(Dataset records)
..............................

PR #872, opened 2019-09-05
Firefly 342 improve jenkins to manage multiple tags

deannaji:
This ticket does:
1- Modifying gradle "dockerPublish" task to take multiple tags for a K8s build.
2- Adding new "dockerDelete" task to gradle tasks. This task deletes docker image form docker hub.

To test:
1- Use Jenkins's [snadbox](http://irsawebdev5:8100/job/sandbox/) job to build K8s build, and specify multiple tags for that build: 
2- Use Jenkins's [sandbox2](http://irsawebdev5:8100/job/sandbox2/) job to delete the K8s build. It should delete the image tag from docker hub too.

..............................

# Problem requirements
Each line of the entries above that includes the string "tags" should be copied out.

# Result of the task
Firefly 342 improve jenkins to manage multiple tags
1- Modifying gradle "dockerPublish" task to take multiple tags for a K8s build.
1- Use Jenkins's [snadbox](http://irsawebdev5:8100/job/sandbox/) job to build K8s build, and specify multiple tags for that build: 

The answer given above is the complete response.